Open HuyNguyen-hust opened 3 months ago
Hi @HuyNguyen-hust. Honestly, I'm not quite sure, this kernel config was directly copied from the official repository.
And I think this is because large smem size will be split into multi "page" and Atom should no exceed one “page”? According to this comment,
// For example, for d=128, smem is split into 2 "pages", each page takes care of columns
// 0-63 and 64-127. If we have 16 threads per row for gmem read, when we write to smem,
// thread 0 - 7 will write to the first page and thread 8 - 15 will write to the second page,
// to the same banks.
And you can print SmemLayoutAtomQ{} and SmemLayoutQ{} and you will found SmemLayoutQ{} is like Sw<3,3,3> o _0 o (_64,(_64,_4)):(_64,(_1,_4096))
. Kind of (64, npages)?
Thank you for your instant response. I think you are right. IMO, it wouldn't lead to any wrong results but unexpected accessing pattern. If we set SmemLayoutAtomQ shape = (8, 128), we will be dealing with a 64-bank width row, where smem is split into 2 pages. The layout is now looking like this (with each element is one uint128_t):
0 1 2 3 4 5 6 7 8 9 10 11 12 13 14 15
+----+----+----+----+----+----+----+----+----+----+----+----+----+----+----+----+
0 | 0 | 1 | 2 | 3 | 4 | 5 | 6 | 7 | 9 | 8 | 11 | 10 | 13 | 12 | 15 | 14 |
+----+----+----+----+----+----+----+----+----+----+----+----+----+----+----+----+
1 | 18 | 19 | 16 | 17 | 22 | 23 | 20 | 21 | 27 | 26 | 25 | 24 | 31 | 30 | 29 | 28 |
+----+----+----+----+----+----+----+----+----+----+----+----+----+----+----+----+
2 | 36 | 37 | 38 | 39 | 32 | 33 | 34 | 35 | 45 | 44 | 47 | 46 | 41 | 40 | 43 | 42 |
+----+----+----+----+----+----+----+----+----+----+----+----+----+----+----+----+
3 | 54 | 55 | 52 | 53 | 50 | 51 | 48 | 49 | 63 | 62 | 61 | 60 | 59 | 58 | 57 | 56 |
+----+----+----+----+----+----+----+----+----+----+----+----+----+----+----+----+
So with swizzle or not, thread 0 - 7 will write to the first page (first 7 columns or 32 banks) and thread 8 - 15 will write to the second page (next 7 columns but still same banks)

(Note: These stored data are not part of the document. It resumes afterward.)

PR #2610, opened 2024-11-20
Add checkstyle in maven build

### LINKED ISSUE #2591: [FEA] Add checkstyle for building.
Currently we are missing format/style check during build. 

[checkstyle](https://checkstyle.org/) is among the most popular formatters/linters in java ecosystem, and we should add support for it during build process.

No.

**Additional context**
No.

liurenjie1024:
Close #2591.

The style check only checks modified files in each pr.

### DIFF
--- a/pom.xml
+++ b/pom.xml
@@ -770,7 +770,7 @@
       <plugin>
         <groupId>org.apache.maven.plugins</groupId>
         <artifactId>maven-checkstyle-plugin</artifactId>
-        <version>3.5.0</version>
+        <version>3.3.0</version>
         <configuration>
           <configLocation>dev/checkstyle.xml</configLocation>
           <encoding>UTF-8</encoding>


jlowe (commented):
This PR needs to run checkstyle on the entire eligible codebase and update accordingly match the desired style.  Otherwise we're going to have a parade of PRs where the change they _want_ to make is relatively small, but the change is dwarfed by the style fixes required to pass CI.  This would also help sanity check that the configured style checks are doing what we desire in this PR.

dev/checkstyle.sh
```diff
@@ -0,0 +1,44 @@
...
+# See the License for the specific language governing permissions and
+# limitations under the License.
+#
+
+#!/bin/bash
+
+set -ex
+
+# Assuming you are in the root of your git repository
+MODIFIED_FILES=$(git diff --name-only "origin/${GITHUB_BASE_REF}")
```
pxLi, line 23: agree with Jason, We would like to not only check style for incremental changes.

and this script is current for github action only with the ENV provided by github. 
can we just check against all eligible code in the change?

and we do not need below in action def then
```
      with:
        submodules: true
        fetch-depth: 0

    - name: Fetch branches and tags
      run: git fetch --all
```

jlowe:
> I ran the checkstyle which detected 744 errors, and most of them not easy to fix since it's not simple formatting issue, for example, missing docs, naming abbreviations, etc. The effort to fix them all is quite huge.

Then this PR should not go in like this.  It adds a significant burden to all future PRs, because if some PR needs to touch many files, now the burden you didn't want to perform is forced on an unrelated PR.  Like I said, we do not want any required fixes to be performed "on the fly" via unrelated PRs.  It's mixing purposes and makes those PRs harder to write and harder to read.

Can we turn on only some of the checkstyle rules for this first version and update any errant files accordingly?  We can then turn on more and more checks via foilowup PRs to make the changes manageable.

pxLi:
> > This PR needs to run checkstyle on the entire eligible codebase and update files accordingly to match the desired style. Otherwise we're going to have a parade of PRs where the change they _want_ to make is relatively small, but the change is dwarfed by the style fixes required to pass CI. This would also help sanity check that the configured style checks are doing what we desire in this PR.
> 
> I ran the checkstyle which detected 744 errors, and most of them not easy to fix since it's not simple formatting issue, for example, missing docs, naming abbreviations, etc. The effort to fix them all is quite huge.

Can we try disabling some rules (e.g., docs) initially and fixing those critical ones only within this change?

.github/workflows/checkstyle.yml
```diff
@@ -0,0 +1,37 @@
...
+    runs-on: ubuntu-latest
+    steps:
+    - name: Set up JDK
+      uses: actions/setup-java@v4.5.0
+      with:
+        java-version: '8'
+        distribution: 'adopt'
+
+    - uses: actions/checkout@v4
+      with:
```
pxLi, line 33: nit: no need to fetch submodule

src/main/java/com/nvidia/spark/rapids/jni/CaseWhen.java
```diff
@@ -16,59 +16,57 @@
...
- *
+ * SQL is:
+ * select
+ * case
+ * when bool_1_expr then "value_1"
+ * when bool_2_expr then "value_2"
+ * when bool_3_expr then "value_3"
+ * else "value_else"
+ * end
+ * from tab
```
jlowe, line 37: The original way the comment was written was easier to read.  IMO style checks should not be messing with leading whitespace within a comment, as it's likely intentional.  This comment applies to other places where leading whitespace of indented blocks was removed.

src/main/java/com/nvidia/spark/rapids/jni/DecimalUtils.java
```diff
@@ -180,29 +182,13 @@ public static Table add128(ColumnView a, ColumnView b, int targetScale) {
     return new Table(add128(a.getNativeView(), b.getNativeView(), targetScale));
   }
 
-  /**
-   * A class to store the result of a cast operation from floating point values to decimals.
-   * <p>
-   * Since the result column may or may not be used regardless of the value of hasFailure, we
-   * need to keep it and let the caller to decide.
-   */
-  public static class CastFloatToDecimalResult {
```
jlowe, line 189: This is a huge PR, and a large reason for that is the enforcement of a strict declaration order of inner classes and methods.  I think that should be deferred to a followup since I'm not sure everyone on the team would agree the new order is better.

Once that is removed, this PR should be relatively small once whitespace diffs are ignored.

PR #2612, opened 2024-11-20
[submodule-sync] bot-submodule-sync-branch-24.12 to branch-24.12 [skip ci] [bot]

nvauto:
submodule-sync to create a PR keeping thirdparty/cudf up-to-date.
HEAD commit SHA: 85354cc55e5a10b35e1a52f4e9d79276c9b38421, cudf commit SHA: https://github.com/rapidsai/cudf/commit/3111aa4723150cb09b88c6968a51afb681b1ab6a

This PR will be auto-merged if test passed. If failed, it will remain open until test pass or manually fix.

PR #2613, opened 2024-11-20
Fix auto merge conflict 2612

hyperbolic2346:
PR https://github.com/NVIDIA/spark-rapids-jni/pull/2612 failed due to `Server error` after all tests passed. This PR merges those changes.


jlowe (commented):
Looks like #2612 has now merged after a subsequent sync job run, so it looks like we don't need this.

Hi @66RING, thank you for your helpful work. I have one question about the use of kBlockKSmem in csrc/kernel_traits.h. When you define SmemLayoutAtomQ:
You note that using kHeadDim instead of kBlockKSmem would lead to wrong results. I don't understand why, can you please explain?